Friday, December 21, 2012

Some of the latest things going on in the Daniels' house:
Daisy:  "You wanna know how to say Happy Thanksgiving in Spanish?  Elise Doddy-da."  You may be more familiar with its cousin, 'Feliz Navidad,' who of course is referring Merry Christmas.
Zekers climbed a tree, so naturally the others wanted up there, too.  Daisy tried but got scared and quit.  When she tried again Zeke encouraged her, "That's my girl.  That's perseverance."
Elijah throws down mostly good one-liners.  "Chip.  Here."  (As he's pointing to his plate.)
[Frito] Pie.  Outside.
Daisy.  Hurt.  Ouch.  (As he's pointing to a body part.)
Shoes.  On.
Car.  Daddy.
etc.
And then there's Frito Pie.  One evening Abe gave her a bunch of left-over juice from the crock pot.  Of course she loved it.  Going down, that is.  The next evening she was up and pacing all night.  I took her out once to go pee pee (recently she peed on the rug, so I thought I was being proactive).  I walked her out on the leash because she doesn't come when you call her and she likes to run and bark at all the nocturnal animals at night.  She went potty so I thought we were good.  Nope.  When morning arrived she had the cha-cha-chas.   In 2 spots. Yeah.  Ewww.

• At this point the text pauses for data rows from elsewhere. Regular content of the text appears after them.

PR #4029, opened 2025-02-21
fix: the problem that the pending tasks cannot be scheduled during the backfill action

### LINKED ISSUE #4028: the problem that the pending tasks cannot be scheduled during the backfill action
### Description

During the backfill action, in the loop of pending tasks, if a previous task fails to match a node or an exception occurs when calling the PrePredicateFn method, all subsequent tasks will stop being scheduled.

1.First, create a pod. Set the requested CPU and memory resources of this pod to 0. Schedule this pod using the backfill action. Set an affinity, such as nodeSelector, to prevent this pod from being scheduled to any node.
2.Then create another pod named pod2. Set the requested CPU and memory resources of this pod2 to 0, and schedule this pod using the backfill action.
3.At this point, pod2 cannot be scheduled.

What is expected is that pod1 cannot be scheduled, while pod2 can be scheduled normally.

v1.10

https://github.com/volcano-sh/volcano/blob/master/pkg/scheduler/actions/backfill/backfill.go#L74
https://github.com/volcano-sh/volcano/blob/master/pkg/scheduler/actions/backfill/backfill.go#L80 
The break statements in the above two lines of code should be changed to continue to allow subsequent tasks to be scheduled normally.

hansongChina:
During the backfill action, in the loop of pending tasks, if a previous task fails to match a node or an exception occurs when calling the PrePredicateFn method, all subsequent tasks will stop being scheduled.

Fixes #4028

```release-note

```

### DIFF
--- a/pkg/scheduler/actions/backfill/backfill.go
+++ b/pkg/scheduler/actions/backfill/backfill.go
@@ -71,13 +71,13 @@ func (backfill *Action) Execute(ssn *framework.Session) {
 				fe.SetNodeError(ni.Name, err)
 			}
 			job.NodesFitErrors[task.UID] = fe
-			break
+			continue
 		}
 
 		predicateNodes, fitErrors := ph.PredicateNodes(task, ssn.NodeList, predicateFunc, backfill.enablePredicateErrorCache)
 		if len(predicateNodes) == 0 {
 			job.NodesFitErrors[task.UID] = fitErrors
-			break
+			continue
 		}
 
 		node := predicateNodes[0]


hwdef (commented):
/lgtm

JesseStutler:
Great. But I'm wondering isn't there also a problem in the allocate action? After the break here: https://github.com/volcano-sh/volcano/blob/5d66534726334f213134a3e9f729d864166ab2fb/pkg/scheduler/actions/allocate/allocate.go#L215, the job is not pushed back, and the remaining pods in this job are not scheduled

lowang-bh:
> Great. But I'm wondering isn't there also a problem in the allocate action? After the break here:
> 
> https://github.com/volcano-sh/volcano/blob/5d66534726334f213134a3e9f729d864166ab2fb/pkg/scheduler/actions/allocate/allocate.go#L215
> 
> , the job is not pushed back, and the remaining pods in this job are not scheduled
> cc @Monokaix @lowang-bh @hwdef

It is ok when minMember equals to total replicas.
Otherwise, maybe it need to consider as this:
https://github.com/volcano-sh/volcano/blob/a61fc90b8e72f8b688390d974f78c3292c041cfc/pkg/scheduler/actions/allocate/allocate.go#L224

Monokaix:
> > Great. But I'm wondering isn't there also a problem in the allocate action? After the break here:
> > https://github.com/volcano-sh/volcano/blob/5d66534726334f213134a3e9f729d864166ab2fb/pkg/scheduler/actions/allocate/allocate.go#L215
> > 
> > , the job is not pushed back, and the remaining pods in this job are not scheduled
> > cc @Monokaix @lowang-bh @hwdef
> 
> It is ok when minMember equals to total replicas. Otherwise, maybe it need to be considered as this:
> 
> https://github.com/volcano-sh/volcano/blob/a61fc90b8e72f8b688390d974f78c3292c041cfc/pkg/scheduler/actions/allocate/allocate.go#L224

We can seperate it to another pr.

JesseStutler:
> > > Great. But I'm wondering isn't there also a problem in the allocate action? After the break here:
> > > https://github.com/volcano-sh/volcano/blob/5d66534726334f213134a3e9f729d864166ab2fb/pkg/scheduler/actions/allocate/allocate.go#L215
> > > 
> > > , the job is not pushed back, and the remaining pods in this job are not scheduled
> > > cc @Monokaix @lowang-bh @hwdef
> > 
> > 
> > It is ok when minMember equals to total replicas. Otherwise, maybe it need to be considered as this:
> > https://github.com/volcano-sh/volcano/blob/a61fc90b8e72f8b688390d974f78c3292c041cfc/pkg/scheduler/actions/allocate/allocate.go#L224
> 
> We can seperate it to another pr.

I think using `NeedContinueAllocating` is a good choice, Could you also help to fix allocate action? @hansongChina

Monokaix:
> NeedContinueAllocating()

`allocate` is a more sensitive action, add this logic may cause some performance issue, maybe we should reconsider that case: )

hansongChina:
> Please squash to one commit.

OK

hansongChina:
> > > > Great. But I'm wondering isn't there also a problem in the allocate action? After the break here:
> > > > https://github.com/volcano-sh/volcano/blob/5d66534726334f213134a3e9f729d864166ab2fb/pkg/scheduler/actions/allocate/allocate.go#L215
> > > > 
> > > > , the job is not pushed back, and the remaining pods in this job are not scheduled
> > > > cc @Monokaix @lowang-bh @hwdef
> > > 
> > > 
> > > It is ok when minMember equals to total replicas. Otherwise, maybe it need to be considered as this:
> > > https://github.com/volcano-sh/volcano/blob/a61fc90b8e72f8b688390d974f78c3292c041cfc/pkg/scheduler/actions/allocate/allocate.go#L224
> > 
> > 
> > We can seperate it to another pr.
> 
> I think using `NeedContinueAllocating` is a good choice, Could you also help to fix allocate action? @hansongChina
Sure. Should we use the method "NeedContinueAllocating" to make a judgment once, or directly use "continue" to let all the tasks of this job attempt to be scheduled once?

So the next night when she was pacing around, even though it was night and there is that whole wild animal-barking thing, I stuck her out back.  Not making that mistake two nights in a row.  Around midnight she would not stop barking.  When I finally went out she had just caught an opossum.  It was playing dead.  I wasn't going to get too close to try to catch the dog, who was of course all kinds of worked up.  Thinking it was playing dead and the dog would lose interest soon, I went back to bed.  For some reason the opossum got up a minute later and the dog was going crazy again.  Once again, I didn't want to get in the middle of it, so I left her.  Around 2 a.m.  I awoke from a dream about Frito Pie barking and Dad and Crystal (my niece who goes hunting) geting ready to shoot my dog.  Turns out she was really barking ~ still.  Yes, 2 hours of non-stop barking.  Our neighbors were loving us.  At this point Abe went out.  He finally threw a big toy car at both dog and opossum to distract them.  It worked.   Dog got caught and opossum got away with its life spared.

Thank goodness no more eventful nights with the dog.  She has been in the house every night since with no cha-cha-chas.